El mundo actual está escaso de buenas noticias. Estamos inundados con noticias desalentadoras: catástrofes, violencias, terrorismo, guerras… Pero un año tras otro nos llega desde Belén de Judá la noticia más trascendental: “Hoy, en la ciudad de David, os ha nacido un Salvador: el Mesías, el Señor“. Una inmensa ola de esperanza ha inundado la tierra. Ahora ya es posible la libertad, la paz, el amor porque la “Palabra de Dios se hizo hombre y acampó entre nosotros“. Navidad es la Buena Noticia del Enmanuel.
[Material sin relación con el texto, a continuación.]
PR #30, opened 2015-07-04
add option for setting namespace as tf_prefix automatically

cyborg-x1:
I would propose this to be able to set the tf_prefix automatically instead of supplying it in the launchfile manually.
According to http://wiki.ros.org/tf2/Migration#Removal_of_support_for_tf_prefix is deprecated, but currently I do not see another approach for having multiple robots.

Topics seem to do this automatically but only robot state publisher is somehow missing the feature to adapt to the namespace inside a group automatically.

I am trying to get my launchfile a bit more clean that I can put only one launchfile and just call it in multiple groups to achieve the same result. But robot state publisher is preventing this by not adapting the namespace automatically. Or maybe I am missing an option in string supplied to tf_prefix, if so, just tell me and forget about this.

Actually a namespace environment variable in launchfile could also do the same trick, but  there seems to be none available, if there is a way to get the current namespace into a parameter, please tell me, then this would also get obsolete.

I got only one way around this. putting the namespace into an argument. By default it would be ns="/" so it works with both groups and robot state. The disadvantage is that you have to have a group inside the launchfile itself, that wouldn't be the case with this little change.

I also found out that removing  a leading "/" is not necessary, it is automatically done by the following functions.

Now tell me what you think, or how it is supposed to be done.

Regards,

Christian

### DIFF
--- a/src/joint_state_listener.cpp
+++ b/src/joint_state_listener.cpp
@@ -56,10 +56,23 @@ JointStateListener::JointStateListener(const KDL::Tree& tree, const MimicMap& m)
   // set publish frequency
   double publish_freq;
   n_tilde.param("publish_frequency", publish_freq, 50.0);
-  // get the tf_prefix parameter from the closest namespace
-  std::string tf_prefix_key;
-  n_tilde.searchParam("tf_prefix", tf_prefix_key);
-  n_tilde.param(tf_prefix_key, tf_prefix_, std::string(""));
+
+  bool getns;
+  n_tilde.param<bool>("ns_tf_prefix", getns, false);
+
+  /*get current namespace as prefix for tf*/
+  if(getns)
+  {
+	  tf_prefix_=n.getNamespace();
+  }/*tf_prefix behavior*/
+  else
+  {
+	  // get the tf_prefix parameter from the closest namespace
+	  std::string tf_prefix_key;
+	  n_tilde.searchParam("tf_prefix", tf_prefix_key);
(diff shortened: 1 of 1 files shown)


Rayman:
This is a good question. In ros-simulation/gazebo_ros_pkgs#333 they use xacro to solve this (dynamically generating the launch file).

Maybe you could add an option to enable this behavior?

clalancette:
It's been quite a while since someone looked at this; I'm sorry about that.  Is this still a problem you are struggling with?  Have you found workarounds in the meantime?

sloretz:
@cyborg-x1 Because the tf_prefix has been deprecated I don't think it should be added to robot_state_publisher.

I think you can make do with namespacing. A way of launching multiple robots with a parameterized launch file is to remap the topics "/tf" and "/tf_static" from fully qualified names to relative ones: "tf" and "tf_static". Then the tf topics can then be pushed into a namespace "/robot1/tf" and "/robot1/tf_static". 

This isn't perfect. If you want to see all transforms for all robots you'll need to make a bridge between each of the robot tf topics and "/tf" + "/tf_static" topics. A bridge might see `map->odom` on topic "/robot1/tf" and publish `robot1_map->robot1_odom` on "/tf". If you launch Rviz you'll have to either remap the global tf topics to a robot specific one, or republish all messages that use `std_msgs/Header` with an updated frame_id.

There isn't a perfect option for multi-robot transforms, but I think it would be better discussed on ros/geometry2#32. I'll close this for now, but feel free to reopen.

PR #32, opened 2015-09-01
Check URDF to distinguish fixed joints from floating joints. Floating…

### LINKED ISSUE #19: Floating joints published as fixed joints

toliver:
… joints are ignored by the publisher (no segment is added for them).

Fixes #19 

Maybe [this](https://github.com/ros/robot_model/blob/indigo-devel/kdl_parser/src/kdl_parser.cpp#L88) warning should be modified to make it clear that it happens at the KDL level only, but the robot_state_publisher is still able to distinguish.

### DIFF
--- a/include/robot_state_publisher/joint_state_listener.h
+++ b/include/robot_state_publisher/joint_state_listener.h
@@ -57,7 +57,7 @@ public:
   /** Constructor
    * \param tree The kinematic model of a robot, represented by a KDL Tree
    */
-  JointStateListener(const KDL::Tree& tree, const MimicMap& m);
+  JointStateListener(const KDL::Tree& tree, const MimicMap& m, const urdf::Model& model = urdf::Model());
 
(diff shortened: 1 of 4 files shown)


ugocupcic:
Hi,

Anything we can do to help speeding up that merge?

Cheers,

isucan:
This looks good, but can you make the request against the jade branch?

isucan:
On further consideration and discussion with @wjwwood, this has a low chance of causing problems, so merged in indigo. Thank you for your fix!

ugocupcic:
OK great thanks for the merge!

PR #773, opened 2017-09-10
Separate arg parsing errors from conversion errors

### LINKED ISSUE #764: [Enhancement] Converters raise meaningful exceptions when they fail
Right now, when an argument conversion fails, `commands.BadArgument` is raised with a message as its first argument, something like "Object {arg} not found".

If I want a bot to tell the user they passed in a bad argument, my only option (more or less) is to send them that message. Unfortunately, this would mean I'd also send them messages like "Unexpected quote mark in non-quoted string" when argument parsing fails, since the parser raises the same exception.

I suggest that the parsing errors and conversion errors be separate classes (derived from `commands.BadArgument`), so that bots have the option to give more concise responses to users who pass an argument in which isn't converted (or parsed) correctly, whilst not making any breaking changes.

Tobotimus:
### Motivation
To allow more information about command argument errors to be obtained from their exceptions.

### Implementation
Two new Exception classes have been added, `commands.ConversionFailure` and `commands.ArgumentParseFailure`. Both derive from `commands.BadArgument`. Where `BadArgument` used to be raised when an argument conversion fails (i.e. in a converter function, method or `commands.Converter` instance), a `ConversionFailure` is raised. Likewise, where `BadArgument` was raised when syntax errors were encountered whilst parsing command arguments, an `ArgumentParseFailure` is raised.

`commands.ConversionFailure` has some new attributes which can help extrapolate information about where it occured, which are:
 - `argument`: the string value of the command argument whose conversion failed
 - `converter`: the *instance* of the object used to do the conversion.

The `commands.BadArgument` exception has been unchanged, the new classes have simply been derived from this class. In this way, we don't make any breaking changes.

Resolves #764


Tobotimus:
This is still ready for review, are there any plans for this to be resolved?

khazhyk:
How does this handle function style converters? Converters can also be any `str -> * ` function, which is pretty common. (e.g., `int`)

Tobotimus:
That's a good point. It looks as though I'll need to update the `bool` converter, since it raises `BadArgument`.

As for converters which are simply callables, their exceptions propogate out of `Command.do_conversion` and are caught in `Command.transform` to raise `BadArgument`. I'll need to update this too.

Because not all converters are subclasses of `commands.Converter`, I'm going to make a slight change so that `ConversionFailure` takes the converter instance instead of the converter class.

Tobotimus:
Gonna give this a bump, since it is ready for review.

Tobotimus:
This is pretty stale, especially after 2321ae8d9766779cef9baa7cc299e72a2ac88141

PR #779, opened 2017-09-14
Made the self.loop part look better

kyb3r:


khazhyk:
Hacktoberfest isn't until two weeks from now

verixx:
it is now

PR #803, opened 2017-09-24
Changed type(self.id) to int

gamingfail123:
Wtf, why is User.id a String? D: O.o

### DIFF
--- a/discord/user.py
+++ b/discord/user.py
@@ -48,7 +48,7 @@ class User:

“Dios con nosotros“. Dios se ha hecho nuestro vecino. El hombre ya no es un ser solitario. La fraternidad universal ya no es una utopía porque Dios es Padre y todos somos hermanos. En la gruta de Belén ha nacido la Palabra que responde a nuestras preguntas más hondas. De momento es un infante, uno que no habla… habla con su sola presencia, su pobreza… su fragilidad. Pero cuando se ponga a hablar sus palabras serán esculpidas en el Evangelio. En la gruta de Belén todo respira humildad y pobreza: el niño envuelto en pañales recostado sobre paja de un pesebre, la Virgen Maria, José, el silencio ungido de misterio… Dios hubiera podido nacer como “un invencible guerrero que vence y aplasta. Sin embargo ha preferido ganarnos por el corazón acercándose bajo la figura que más atrae y más confianza inspira: la de un niño… un ser indefenso.. Si desde hoy no somos más humanos… si no somos más serviciales.. más solidarios con los pobres…si no reflejamos en derredor nuestro la bondad y el amor de nuestro Dios, no podemos celebrar la Navidad. ¿Estamos dispuestos a cavar una fosa para enterrar nuestro egoísmo y cultivar un jardín con una puerta abierta al amor fraterno?
Si es así estamos ya preparados para celebrar la auténtica Navidad. FELIZ NAVIDAD.